# Information shown
PR #39, opened 2020-02-28
Task tweaking

sergei-maertens:


src/bptl/conf/base.py
```diff
@@ -369,7 +370,7 @@
 CELERY_BEAT_SCHEDULE = {
     "task-pull": {
         "task": "bptl.camunda.tasks.task_fetch_and_lock",
-        "schedule": crontab(minute="*"),
+        "schedule": schedule(run_every=1),  # run every second
```
sergei-maertens: This will be upped again later when we implement long-polling.

sergei-maertens:
Created #40 for this

PR #43, opened 2020-03-09
Feature/add default services to form

annashamray:


src/bptl/tasks/tests/test_add_defaultservices.py
```diff
@@ -0,0 +1,142 @@
...
+    def setUp(self):
+        self.client.login(username="super", password="letmein")
+
+        patcher = patch("bptl.tasks.forms.register", new=test_register)
+        self.mocked_register = patcher.start()
+        self.addCleanup(patcher.stop)
+
+        self.url = reverse_lazy("tasks:taskmapping-create")
+
+        self.data = {
```
sergei-maertens: For the future: django-webtest makes your life so much easier when dealing with forms/formsets :)

src/bptl/tasks/views.py
```diff
@@ -19,3 +19,29 @@ class AddTaskMappingView(LoginRequiredMixin, CreateView):
     model = TaskMapping
     form_class = TaskMappingForm
     success_url = reverse_lazy("tasks:taskmapping-list")
+
+    def get_formset(self):
```
sergei-maertens: django-extra-views has some useful base views to deal with formsets, please look at that next time :)

src/bptl/tasks/tests/test_add_defaultservices.py
annashamray: I know, but when I tried to use `django-webtest` in response.form the `service` fields were missing (`alias` fields were there though). In browser everything was ok, so I just switched to django testcases

src/bptl/tasks/views.py
annashamray: Thanks! I'll tasks a look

# Work task
Exactly the lines between the one containing "src/bptl/conf/base.py" and the end of the material, both ends included, must be retyped, with nothing added.

# Written solution
src/bptl/conf/base.py
```diff
@@ -369,7 +370,7 @@
 CELERY_BEAT_SCHEDULE = {
     "task-pull": {
         "task": "bptl.camunda.tasks.task_fetch_and_lock",
-        "schedule": crontab(minute="*"),
+        "schedule": schedule(run_every=1),  # run every second
```
sergei-maertens: This will be upped again later when we implement long-polling.

sergei-maertens:
Created #40 for this

PR #43, opened 2020-03-09
Feature/add default services to form

annashamray:


src/bptl/tasks/tests/test_add_defaultservices.py
```diff
@@ -0,0 +1,142 @@
...
+    def setUp(self):
+        self.client.login(username="super", password="letmein")
+
+        patcher = patch("bptl.tasks.forms.register", new=test_register)
+        self.mocked_register = patcher.start()
+        self.addCleanup(patcher.stop)
+
+        self.url = reverse_lazy("tasks:taskmapping-create")
+
+        self.data = {
```
sergei-maertens: For the future: django-webtest makes your life so much easier when dealing with forms/formsets :)

src/bptl/tasks/views.py
```diff
@@ -19,3 +19,29 @@ class AddTaskMappingView(LoginRequiredMixin, CreateView):
     model = TaskMapping
     form_class = TaskMappingForm
     success_url = reverse_lazy("tasks:taskmapping-list")
+
+    def get_formset(self):
```
sergei-maertens: django-extra-views has some useful base views to deal with formsets, please look at that next time :)

src/bptl/tasks/tests/test_add_defaultservices.py
annashamray: I know, but when I tried to use `django-webtest` in response.form the `service` fields were missing (`alias` fields were there though). In browser everything was ok, so I just switched to django testcases

src/bptl/tasks/views.py
annashamray: Thanks! I'll tasks a look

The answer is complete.